Segment Start: Given information

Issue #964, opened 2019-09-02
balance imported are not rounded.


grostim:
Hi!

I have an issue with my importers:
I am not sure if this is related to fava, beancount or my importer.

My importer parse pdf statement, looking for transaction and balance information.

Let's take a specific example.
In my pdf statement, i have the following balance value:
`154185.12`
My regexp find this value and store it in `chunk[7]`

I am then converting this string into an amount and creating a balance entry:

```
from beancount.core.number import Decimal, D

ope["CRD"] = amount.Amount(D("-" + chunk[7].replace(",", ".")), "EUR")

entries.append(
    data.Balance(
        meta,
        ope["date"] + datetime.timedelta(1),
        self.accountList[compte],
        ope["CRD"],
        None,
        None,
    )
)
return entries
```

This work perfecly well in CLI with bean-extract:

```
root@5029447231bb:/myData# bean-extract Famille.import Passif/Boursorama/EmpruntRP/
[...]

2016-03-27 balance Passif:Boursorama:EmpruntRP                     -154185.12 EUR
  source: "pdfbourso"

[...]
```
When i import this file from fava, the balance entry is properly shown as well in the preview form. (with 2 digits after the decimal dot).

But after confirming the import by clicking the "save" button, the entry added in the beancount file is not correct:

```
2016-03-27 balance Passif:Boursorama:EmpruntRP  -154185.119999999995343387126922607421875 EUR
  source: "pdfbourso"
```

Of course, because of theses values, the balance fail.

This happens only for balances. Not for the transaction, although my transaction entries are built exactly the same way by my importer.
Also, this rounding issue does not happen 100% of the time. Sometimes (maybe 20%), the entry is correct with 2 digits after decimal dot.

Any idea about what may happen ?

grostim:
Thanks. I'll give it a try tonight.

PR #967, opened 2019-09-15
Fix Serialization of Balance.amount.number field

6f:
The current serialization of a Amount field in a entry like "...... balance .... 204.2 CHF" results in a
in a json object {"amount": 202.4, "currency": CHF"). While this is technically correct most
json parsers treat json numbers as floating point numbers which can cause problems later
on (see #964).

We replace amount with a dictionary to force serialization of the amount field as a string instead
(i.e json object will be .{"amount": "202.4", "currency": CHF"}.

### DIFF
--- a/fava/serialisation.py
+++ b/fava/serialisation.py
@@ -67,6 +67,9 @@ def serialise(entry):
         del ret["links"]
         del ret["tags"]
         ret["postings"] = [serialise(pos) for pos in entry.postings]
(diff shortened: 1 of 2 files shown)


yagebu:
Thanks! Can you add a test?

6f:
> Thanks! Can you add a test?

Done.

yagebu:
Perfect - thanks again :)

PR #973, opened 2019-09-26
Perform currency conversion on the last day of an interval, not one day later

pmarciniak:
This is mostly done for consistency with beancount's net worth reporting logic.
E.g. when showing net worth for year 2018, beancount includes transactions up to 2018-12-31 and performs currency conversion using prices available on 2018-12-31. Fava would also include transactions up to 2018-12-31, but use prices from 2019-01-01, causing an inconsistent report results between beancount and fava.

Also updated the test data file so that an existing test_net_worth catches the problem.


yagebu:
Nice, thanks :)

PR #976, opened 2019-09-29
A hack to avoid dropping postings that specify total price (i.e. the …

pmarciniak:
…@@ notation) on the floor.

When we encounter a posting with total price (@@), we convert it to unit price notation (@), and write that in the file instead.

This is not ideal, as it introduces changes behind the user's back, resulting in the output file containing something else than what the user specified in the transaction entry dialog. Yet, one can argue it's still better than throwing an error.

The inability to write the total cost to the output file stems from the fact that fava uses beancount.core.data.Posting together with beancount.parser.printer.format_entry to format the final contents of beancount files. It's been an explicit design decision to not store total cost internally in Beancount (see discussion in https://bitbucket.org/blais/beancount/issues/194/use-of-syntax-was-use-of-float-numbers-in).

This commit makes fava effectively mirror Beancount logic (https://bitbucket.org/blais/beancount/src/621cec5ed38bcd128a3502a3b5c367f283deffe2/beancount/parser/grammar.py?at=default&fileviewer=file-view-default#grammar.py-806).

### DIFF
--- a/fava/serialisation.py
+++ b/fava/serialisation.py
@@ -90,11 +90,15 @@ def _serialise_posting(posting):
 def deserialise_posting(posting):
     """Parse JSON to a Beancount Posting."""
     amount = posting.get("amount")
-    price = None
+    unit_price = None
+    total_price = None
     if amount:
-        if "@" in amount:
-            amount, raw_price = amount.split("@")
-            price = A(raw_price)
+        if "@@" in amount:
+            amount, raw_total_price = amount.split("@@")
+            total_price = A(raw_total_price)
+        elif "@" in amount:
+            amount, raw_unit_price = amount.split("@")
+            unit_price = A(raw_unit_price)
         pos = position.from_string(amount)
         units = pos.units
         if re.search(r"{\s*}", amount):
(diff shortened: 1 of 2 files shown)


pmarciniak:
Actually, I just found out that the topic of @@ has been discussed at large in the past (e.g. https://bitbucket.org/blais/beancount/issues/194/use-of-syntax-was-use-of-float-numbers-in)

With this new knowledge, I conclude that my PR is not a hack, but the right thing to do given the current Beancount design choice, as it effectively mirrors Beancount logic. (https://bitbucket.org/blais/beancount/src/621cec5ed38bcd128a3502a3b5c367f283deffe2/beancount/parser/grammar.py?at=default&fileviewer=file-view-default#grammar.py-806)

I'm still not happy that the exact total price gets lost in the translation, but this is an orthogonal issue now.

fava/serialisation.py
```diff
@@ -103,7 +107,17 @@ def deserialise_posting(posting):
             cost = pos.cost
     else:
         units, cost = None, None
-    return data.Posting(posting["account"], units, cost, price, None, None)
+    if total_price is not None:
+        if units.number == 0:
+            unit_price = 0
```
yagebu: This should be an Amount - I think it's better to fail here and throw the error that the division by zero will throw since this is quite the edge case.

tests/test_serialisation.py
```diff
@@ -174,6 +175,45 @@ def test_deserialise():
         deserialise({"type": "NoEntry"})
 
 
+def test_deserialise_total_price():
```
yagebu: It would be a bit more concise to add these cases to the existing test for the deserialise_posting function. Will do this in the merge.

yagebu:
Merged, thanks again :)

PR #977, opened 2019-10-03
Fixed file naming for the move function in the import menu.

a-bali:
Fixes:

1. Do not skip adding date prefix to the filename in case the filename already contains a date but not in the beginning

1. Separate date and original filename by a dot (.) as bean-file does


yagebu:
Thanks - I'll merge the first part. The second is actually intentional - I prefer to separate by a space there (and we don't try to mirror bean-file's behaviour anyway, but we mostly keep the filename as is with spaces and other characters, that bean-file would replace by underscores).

Segment End: Given information

» Task to carry out: Going down from the first line of the entries above, restate each line word for word until the line holding "My regexp find" is done.

» Solved exercise:
Issue #964, opened 2019-09-02
balance imported are not rounded.


grostim:
Hi!

I have an issue with my importers:
I am not sure if this is related to fava, beancount or my importer.

My importer parse pdf statement, looking for transaction and balance information.

Let's take a specific example.
In my pdf statement, i have the following balance value:
`154185.12`
My regexp find this value and store it in `chunk[7]`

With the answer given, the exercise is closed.